PR #1154, opened 2022-08-17
replace Option with Box | null in wasm-as

### LINKED ISSUE #1132: replace Option with Box | null in wasm
Optional base types are currently implemented as an Option container in `wasm-as` and `schema/bind`.
But to omit optional fields from the function parameters we need a `| null` union type.
So the user has to wrap Int in a reference type to be able to omit it, like `Number | null`.

```graphql
# optional fields are `Number | null` instead of `Option<i32>`
type Number {
    value: Int!
}
type Module {
   # opt requires Option.None<i32> if omitted
   foo(opt: Int): Boolean
   # opt can be omitted
   bar(opt: Number): Boolean
}
```
Option was introduced in #944, but now it seems more important to omit function parameters than to provide nice Optional API, like "isSome()". We should replace `Option<i32>` with `Box<i32> | null`.

fetsorn:
tests fail in @polywrap/templates. There, `npx polywrap build` says that `wasm-as` doesn't export the new type. It seems to be using an unchanged version of `@polywrap/wasm-as`. I verified that the same wrapper builds correctly elsewhere.
resolves #1132.


krisbitney (changes requested):
I'm working on debugging it but I want to fix the export issue. Everything looks right. I'm not sure why it's not working.

First, I misspoke when I was saying templates might not build/test correctly. I was talking about their usage in the CLI create command, which downloads the templates from npm. The `@polywrap/templates` package itself should build and pass tests. Sorry about that.

krisbitney:
The AssemblyScript templates do pass tests once we add this to `polywrap.build.yaml`:

```yaml
linked_packages:
  - name: "@polywrap/wasm-as"
    path: ../../../wasm/as
```

dOrgJelli (dismissed):

dOrgJelli (approved):

PR #1158, opened 2022-08-18
Remove sha3, uts46,and graph-node plugins from default client config

krisbitney:
This PR removes the sha3, uts46, and graph-node plugins from the default client configuration. It redirects the plugin URIs to the sha3, uts46, and graph-node Wasm wrappers that have been added to the integrations repo.

I updated the ENS Wasm wrapper in the integrations repo to Origin 0.3.0 and replaced the embedded ENS wrapper in the test-env-js package with the updated build. A PR is up to merge the ENS wrapper update in the integrations repo: https://github.com/polywrap/integrations/pull/112

Also related is a PR to add the sha3, uts46, and graph-node plugins to the integrations repo: https://github.com/polywrap/integrations/pull/110

Closes https://github.com/polywrap/monorepo/issues/1125.


packages/js/client/src/default-client-config.ts
```diff
@@ -134,3 +137,9 @@ export const defaultIpfsProviders = [
   "https://ipfs.wrappers.io",
   "https://ipfs.io",
 ];
+
+export const defaultWrappers = {
+  sha3: "wrap://ipfs/QmYFWh4D91sAiYKf8o37EravLwFKAtUAmut4Xnevnt4QZR",
```
dOrgJelli: Can we use an ENS domain here instead? This will ensure it's always kept online by https://wrappers.io

packages/js/client/src/default-client-config.ts
```diff
@@ -29,8 +26,28 @@ export const getDefaultClientConfig = Tracer.traceFunc(
...
+          uri: new Uri(defaultWrappers.graphNode),
+          env: {
+            provider: "https://api.thegraph.com",
+          },
+        },
+      ],
+      redirects: [
+        {
+          from: new Uri("wrap://ens/sha3.polywrap.eth"),
+          to: new Uri(defaultWrappers.sha3),
```
dOrgJelli: @nerfZael would it be possible in the new URI resolution system to registry a redirect w/ a deprecation warning? This way when invocations are made to the old URI, the developer would know that the old URI is being phased out.

dOrgJelli (changes requested):

packages/js/client/src/default-client-config.ts
krisbitney: Okay, I added the ENS URIs.

```
export const defaultWrappers = {
  sha3: "wrap://ens/goerli/sha3.wrappers.eth",
  uts46: "wrap://ens/goerli/uts46.wrappers.eth",
  graphNode: "wrap://ens/goerli/graph-node.wrappers.eth",
};
```

To improve resolution performance, I added a goerli network using the default infura key we use for mainnet in the etherum plugin config:

```typescript
networks: {
  mainnet: {
    provider:
      "https://mainnet.infura.io/v3/b00b2c2cc09c487685e9fb061256d6a6",
  },
  goerli: {
    provider:
      "https://goerli.infura.io/v3/b00b2c2cc09c487685e9fb061256d6a6",
  },
},
```

The resolution performance without it isn't very good. That's why I used the IPFS hashes. Let me know what you think! And thanks.

packages/js/client/src/default-client-config.ts
nerfZael: Yea, it'd be simple to create a URI resolver that inherits from redirect resolver and console logs a message when resolving.
I'm not sure it'd be THAT useful since I think we should migrate to explicit Client configs instead of the current default/implicit one

nerfZael (dismissed):

packages/js/client/src/default-client-config.ts
cbrzn: I went ahead and added the `goerli` connection into the [Ethereum plugin constructor](https://github.com/polywrap/toolchain/pull/1158/commits/953ce3cc29c61e2a8d6b04199b69cea682e398fd#diff-4f5a730d3d49a8d04f4ee9864b4194af5dcc184be182bb5d1e1d033995ea4f19R32-R36) so we guarantee that the user always has the connection to goerli.

The reason for this is that if a user creates a new instance of the client and passes an Ethereum plugin, it will overwrite the default configuration, removing the goerli connection, hence, not being able to achieve the new wrappers deployed to goerli with ENS Uri resolver

I also think that we should stop setting the configuration in client instantiation (i.e: [in test env](https://github.com/polywrap/toolchain/blob/953ce3cc29c61e2a8d6b04199b69cea682e398fd/packages/js/test-env/src/index.ts#L271-L281)) and just use the config builder, this way things would be cleaner, but this is another topic :yum:

cbrzn (dismissed):

packages/js/client/src/default-client-config.ts
cbrzn: > I'm not sure it'd be THAT useful since I think we should migrate to explicit Client configs instead of the current default/implicit one

Yes! Agreed

dOrgJelli (dismissed):

PR #1167, opened 2022-08-20
chore: manually generated folders removed

cbrzn:


krisbitney (changes requested):
Thank you x1000 for looking at this. Your fix resolves the bug. MVP!

There is an additional bug that is preventing generated Rust bindings from compiling, which I didn't see at first because the build stopped when it encountered the schema issue that this PR fixes. At first I requested additional changes to fix the issue because I didn't know the additional bug was unrelated. But as I was fixing it, I realized it's a totally unrelated issue to the fix in your PR. I created a new PR to patch the additional issue: https://github.com/polywrap/monorepo/pull/1168

krisbitney:
AssemblyScript bindings correctly initialize the value to `null`:

```typescript
let _headers: Map<string, string> | null = null;
let _urlParams: Map<string, string> | null = null;
```

krisbitney (approved):

dOrgJelli (approved):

────────────────────

▶ [Aim of the task]:
The number of lines in the data that hold "able" must be the entire answer.

▶ [Exercise answer]:
2